── Extracted entries
PR #661, opened 2025-05-20
Implement CLI Argument Parser for KWOK Topology Invocation

vittoriasalim:
Implement an argument parser so that KWOK can be invoked in the topology.

**Create 2 virtual nodes using the latest KWOK release:**

> python -m kwok.kwok --mode node --action create --node-count 2

**Validate that 2 KWOK nodes are present**

> python -m kwok.kwok --mode node --action validate --node-count 2

**Tear down (delete) 2 KWOK nodes**

> python -m kwok.kwok --mode node --action tear_down --node-count 2

**Create nodes with a specific KWOK release and enable metrics:**

> python -m kwok.kwok --mode node --action create --node-count 2 --kwok-release v0.7.0 --enable-metrics

**Use a custom node manifest:**

> python -m kwok.kwok --mode node --action create --node-manifest-path path/to/custom-node.yaml

### DIFF
--- a/modules/python/kwok/kwok.py
+++ b/modules/python/kwok/kwok.py
@@ -1,6 +1,8 @@
 import subprocess
 from abc import ABC, abstractmethod
 from dataclasses import dataclass
+import argparse
+import sys
 
 import requests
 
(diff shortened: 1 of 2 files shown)


modules/python/kwok/kwok.py
```diff
@@ -143,4 +144,68 @@ def tear_down(self):
...
+    parser.add_argument(
+        "--node-manifest-path",
+        type=str,
+        default="kwok/config/kwok-node.yaml",
+        help="Path to the node manifest YAML template.",
+    )
+    parser.add_argument(
+        "--kwok-release",
+        type=str,
+        default=None,
```
alyssa1303, line 172: Should this be "latest"?

vittoriasalim: I keep it as None as the logic work as following:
────
**Your assignment**
Review the entries above and return every line where "custom" appears.

**Result**
**Use a custom node manifest:**
> python -m kwok.kwok --mode node --action create --node-manifest-path path/to/custom-node.yaml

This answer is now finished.